▶ [What is expected]: Copy, without any change, the lines from the one that holds "a commit? image" through the final line of the material below.

▶ [Data supplied]:
PR #17045, opened 2025-04-15
Feature: Automatically detect zip encoding

oxygen-dioxide:
After this PR, when decompressing zip file and the encoding of zip file is undetermined, Files will detect the encoding autometically. 

image

Before this PR, SharpZipLib decompressing (decompressing with specified encoding) blocks the UI. After this PR, it no longers blocks the UI and works like SevenZipSharp.

All possible Windows system encodings are added into the encoding list.

**Resolved / Related Issues**

To prevent extra work, all changes to the Files codebase must link to an approved issue marked as `Ready to build`. Please insert the issue number following the hashtag with the issue number that this Pull Request resolves.
- This PR is a part of #14937

**Steps used to test these changes**

Stability is a top priority for Files and all changes are required to go through testing before being merged into the repo. Please include a list of steps that you used to test this PR.

1. Download this zip file: 
[japanese-example.zip](https://github.com/user-attachments/files/19619832/japanese-example.zip)
2. In Files, right click this file, Extract -> Extract Files
3. Select "Japanese (Shift-JIS)" encoding
image

PR #18529, opened 2026-05-30
Feature: Add ZIP encoding selection support for browsing archives with non-UTF-8 filenames

### LINKED ISSUE #14937: Bug: File names for Japanese zips aren't shown correctly on Chinese language

oxygen-dioxide:
**Problem**
When opening a ZIP archive whose filenames use an encoding other than the user's OS encoding, the filenames appear garbled

**Solution**
Added a ComboBox in the navigation toolbar that appears when browsing a ZIP archive with undetermined encoding, allowing the user to select the appropriate character encoding. When a custom encoding is selected, the app switches from SevenZipSharp to SharpZipLib to read filenames and file contents.

**Resolved / Related Issues**

- Closes #14937

1. Download this zip file: [japanese-example.zip](https://github.com/user-attachments/files/19619832/japanese-example.zip)
2. In Files, double click this file to open it
3. Select "Japanese (Shift-JIS)" encoding

previous behaviour:
image

current behaviour:
image


oxygen-dioxide:
Problem: users still can't double-click a file in the archive to open it because process.Start() doesn't support custom zip encoding. (However, this bug also occurs for 7z files, so I may create another PR to fix it.)

src/Files.App/UserControls/NavigationToolbar.xaml
```diff
@@ -395,6 +395,17 @@
 			Orientation="Horizontal"
 			Spacing="4">
 
+			<!--  ZIP Encoding Selector  -->
+			<ComboBox
```
yair100: Please send a screenshot of this UI. I'm not sure the toolbar is the correct placement for a ComboBox.

oxygen-dioxide: image

yair100: What are the other options in the dropdown?

oxygen-dioxide: It's the same as in my PR #17045, which is all possible ANSI encoding in Windows.
image

https://github.com/oxygen-dioxide/Files/blob/48e97f20266720dbcc15ec07fd270f1e4bacef64/src/Files.App/Data/Items/EncodingItem.cs#L45-L76
 
 ```cs
 public static EncodingItem[] Defaults = new string?[] {
			null,//System Default
            "UTF-8",
			
            //All possible Windows system encodings
            //reference: https://en.wikipedia.org/wiki/Windows_code_page
            //East Asian
            "shift_jis",       //Japanese
            "gb2312",          //Simplified Chinese
            "big5",            //Traditional Chinese
            "ks_c_5601-1987",  //Korean
            
            //Southeast Asian
            "Windows-1258",    //Vietnamese
            "Windows-874",     //Thai
            
            //Middle East
            "Windows-1256",    //Arabic
            "Windows-1255",    //Hebrew
            "Windows-1254",    //Turkish
            
            //European
            "Windows-1252",    //Western European
            "Windows-1250",    //Central European
            "Windows-1251",    //Cyrillic
            "Windows-1253",    //Greek
            "Windows-1257",    //Baltic
            
            "macintosh",
		}
			.Select(x => new EncodingItem(x))
			.ToArray();
```

Comment (yair100) [reply src/Files.App/UserControls/NavigationToolbar.xaml]: The bottom right corner of the status bar might be a better location. Fyi @mdtauk

**Comment by oxygen-dioxide** [comment]
moved the combobox to bottom right corner
image

**Comment by yair100** [comment]
Thanks! I'd like to take a closer look and get some feedback from @mdtauk but I can already tell that the overall location looks a lot better in that screenshot.

**Comment by yair100** [comment]
What do you think about replacing the ComboBox with a Button and Flyout like we do for git branches? Please let me know if you want me to push a commit.
image

**Comment by oxygen-dioxide** [comment]
> What do you think about replacing the ComboBox with a Button and Flyout like we do for git branches? Please let me know if you want me to push a commit. image

Looks good to me

File: src/Files.App/ViewModels/UserControls/NavigationToolbarViewModel.cs
Comment (yair100) [inline src/Files.App/ViewModels/UserControls/NavigationToolbarViewModel.cs:1]: These changes can be reverted.

**Comment by yair100** [comment]
What's the expected behavior when opening a regular zip file?

**Comment by oxygen-dioxide** [comment]
- **`src/Files.App/Data/Items/EncodingItem.cs`** — Changed the built-in Chinese encoding from `gb2312` to `gb18030`, which is a strict superset and matches the encoding name returned by `DetectEncodingAsync`.
- **`src/Files.App/Services/Storage/StorageArchiveService.cs`** — In `IsEncodingUndeterminedAsync`, entries whose names consist entirely of ASCII characters are now considered **determined** (not undetermined), even if they don't declare Unicode. This avoids showing the encoding picker when the zip content is pure ASCII and doesn't need a specific non-UTF-8 encoding.
- **`src/Files.App/Data/Models/DirectoryPropertiesViewModel.cs`** (the StatusBarViewModel) — When auto-detect finds an encoding not present in the built-in list, it dynamically creates an `EncodingItem` for it and appends it to the options, ensuring the detected encoding always appears in the dropdown.

**Comment by oxygen-dioxide** [comment]
> What's the expected behavior when opening a regular zip file?

For ascii or utf-8 zip file, the encoding selector shouldn't show up. I've fixed my code.

**Review by yair100 — DISMISSED** [review]

File: src/Files.App/Utils/Storage/StorageItems/ZipStorageFolder.cs [hunk 2]
```diff
@@ -21,6 +23,12 @@ public sealed partial class ZipStorageFolder : BaseStorageFolder, ICreateFileWit
 		private readonly string containerPath;
 		private BaseStorageFile backingFile;
 
+		/// <summary>
+		/// Gets or sets the encoding to use when browsing ZIP files.
+		/// When set, SharpZipLib is used instead of SevenZipSharp.
+		/// </summary>
+		internal static Encoding? CurrentEncoding { get; set; }
```
0x5bfa: Fine this to be static? The same encoding would be shared across the process.

src/Files.App/Utils/Storage/StorageItems/ZipStorageFile.cs
0x5bfa, line 1: Do these newly added methods support password requesting? Apparently, it silently fails?

src/Files.App/Utils/Storage/StorageItems/ZipStorageFolder.cs
0x5bfa, line 1: As above.

src/Files.App/Utils/Storage/StorageItems/ZipStorageFolder.cs
```diff
@@ -255,6 +322,54 @@ public override IAsyncOperation<IReadOnlyList<IStorageItem>> GetItemsAsync()
...
+						var split = winPath.Substring(Path.Length).Split('\\', StringSplitOptions.RemoveEmptyEntries);
+						if (split.Length <= 0)
+							continue;
+
+						if (entry.IsDirectory || split.Length > 1) // Not all folders have a ZipEntry
+						{
+							var itemPath = System.IO.Path.Combine(Path, split[0]);
+							if (!items.Any(x => x.Path == itemPath))
+							{
+								var folder = new ZipStorageFolder(itemPath, containerPath, backingFile);
```
0x5bfa: Is GetBasicProperties encoding aware as well? If not, it may show incorrect date/size info.

src/Files.App/Utils/Storage/StorageItems/ZipStorageFolder.cs
```diff
@@ -255,6 +322,54 @@ public override IAsyncOperation<IReadOnlyList<IStorageItem>> GetItemsAsync()
...
+								((IPasswordProtectedItem)folder).CopyFrom(this);
+								items.Add(folder);
+							}
+						}
+						else
+						{
+							var file = new ZipStorageFile(winPath, containerPath, backingFile);
```
0x5bfa: As above.

0x5bfa (changes requested):

0x5bfa:
CI is now failing and most of my reviews are still present.

yair100:
@oxygen-dioxide fyi

src/Files.App/UserControls/StatusBar.xaml
```diff
@@ -193,10 +194,57 @@
...
+
+						<!--  Encodings List  -->
+						<ListView
+							x:Name="ZipEncodingList"
+							Padding="4"
+							Background="{ThemeResource CardBackgroundFillColorDefaultBrush}"
+							IsItemClickEnabled="True"
+							ItemClick="ZipEncodingList_ItemClick"
+							ItemsSource="{x:Bind StatusBarViewModel.ZipEncodingOptions, Mode=OneWay}"
+							SelectedItem="{x:Bind StatusBarViewModel.SelectedZipEncoding, Mode=OneWay}"
```
yair100: Shouldn't this be TwoWay?

oxygen-dioxide: When a ListView's `ItemsSource` is replaced (which happens every time `StatusBarViewModel` is reassigned during a tab switch), the ListView internally resets `SelectedItem = null`. With a **TwoWay** binding, this null propagates back to the ViewModel property, overwriting the previously selected encoding:

```
UpdateStatusBarProperties()
  → StatusBarViewModel DP set → DataContext changes
    → ItemsSource binding evaluates → ListView resets SelectedItem = null
    → SelectedItem TwoWay binding writes null → SelectedZipEncoding = null  ← bug
```

This happens despite `UpdateZipEncodingStateAsync()` already having restored the correct encoding synchronously earlier in the same UI cycle.

Changing to `Mode=OneWay` breaks the ListView → ViewModel propagation path, preventing the spurious null write. The user's selection is still synced to the ViewModel via the existing `ItemClick` handler (called when the user picks an encoding from the flyout):

https://github.com/oxygen-dioxide/Files/blob/3d0b867e34da179111a34691291fe28cf962d0d1/src/Files.App/UserControls/StatusBar.xaml.cs#L71-L77

`ItemClick` → `SelectedZipEncoding.set` → triggers `OnZipEncodingChangedAsync()` → stores the encoding and refreshes the view, just as before.

The ViewModel → ListView direction (OneWay) still works, so on tab switch or encoding restore, the ListView correctly highlights the matching item from the ViewModel's `SelectedZipEncoding` value.

There is still a problem: when a zip file is opened, the detected zip encoding is shown on the button, but isn't shown as selected in the flyout menu. Let me fix it.

oxygen-dioxide: fixed

src/Files.App/Utils/Storage/StorageItems/ZipStorageFolder.cs
oxygen-dioxide: It is encoding aware now

src/Files.App/Utils/Storage/StorageItems/ZipStorageFolder.cs
oxygen-dioxide: It is encoding aware now

src/Files.App/UserControls/StatusBar.xaml
0x5bfa: We should find the root cause and fix this to use the TwoWay binding.

oxygen-dioxide:
Now it supports encrypted archives

src/Files.App/UserControls/StatusBar.xaml
oxygen-dioxide: Now I use TwoWay. In SelectedZipEncoding, now it does nothing if the value is null (because normally it would never be null. The default encoding is a `EncodingItem(null)`, not a `null`.

src/Files.App/Utils/Storage/StorageItems/ZipStorageFolder.cs
oxygen-dioxide: Currently it works, but repeatly asks for password. This is another bug because it also happens on the original SevenZipSharp extractor. See #18656

oxygen-dioxide:
I've fixed all the problems you listed here. I think we can continue now.

0x5bfa:
@codex review

oxygen-dioxide:
@codex review

oxygen-dioxide:
@codex review

yair100 (dismissed):
LGTM

yair100:
While everything works fine on my end, Claude requested a couple of changes. It might be worth addressing them before we merge.
- [ ] `StatusBarViewModel` is created per layout page but the new `ContentPageContext.PropertyChanged += ...` subscription is never removed, so every navigation leaks a view model instance. Needs an unsubscribe path.
- [ ] `IPasswordProtectedItem.cs`: `ZipException.Message.Contains("encrypted")` matches "No password available for encrypted stream" but not "Invalid password", so a mistyped password won't re-prompt. Also match "password" (or check `entry.IsCrypted`).
- [ ] `ZipStorageFolder.GetBasicPropertiesWithEncodingAsync` / `GetItemWithEncodingAsync` compare entry paths with case-sensitive `==` while everything else uses `OrdinalIgnoreCase` — case-different names miss.
- [ ] `CopyWithEncodingAsync` buffers the whole entry into a `MemoryStream` before writing (the SevenZip path streams directly) — extracting a large file will spike memory. Copy `zipFile.GetInputStream(entry)` straight to the destination stream.
- [ ] `GetItemsWithEncodingAsync`, `GetItemWithEncodingAsync`, and `OpenSequentialReadWithEncodingAsync` are missing the `SafetyExtensions.Wrap(..., RetryWithCredentialsAsync)` wrapper all sibling methods use — no password prompt on failure.

Josh65-2201 (dismissed):
Only issue is that the folder doesn't reload correctly when changing the encoding, I have to back out and go back in. It's selecting the correct type and loading correctly when opened so it minor.

oxygen-dioxide:
> Only issue is that the folder doesn't reload correctly when changing the encoding, I have to back out and go back in. It's selecting the correct type and loading correctly when opened so it minor.

fixed

yair100:
Please resolve the merge conflicts.

oxygen-dioxide:
> Please resolve the merge conflicts.

resolved

yair100:
It looks like we need some additional logic to make this responsive. Is it okay if I push a commit?
image

oxygen-dioxide:
> It looks like we need some additional logic to make this responsive. Is it okay if I push a commit? image

OK

mdtauk:
Ideally this functionality would not be in the status bar, but as part of an **Archive** header, like with have the filter header - I have discussed this with @yair100 and for now, we have a work around until more time is available to create the header.

yair100:
Thank you @mdtauk for helping come up with a quick workaround for now.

▶ [Expected answer]:
> It looks like we need some additional logic to make this responsive. Is it okay if I push a commit? image

OK

mdtauk:
Ideally this functionality would not be in the status bar, but as part of an **Archive** header, like with have the filter header - I have discussed this with @yair100 and for now, we have a work around until more time is available to create the header.

yair100:
Thank you @mdtauk for helping come up with a quick workaround for now.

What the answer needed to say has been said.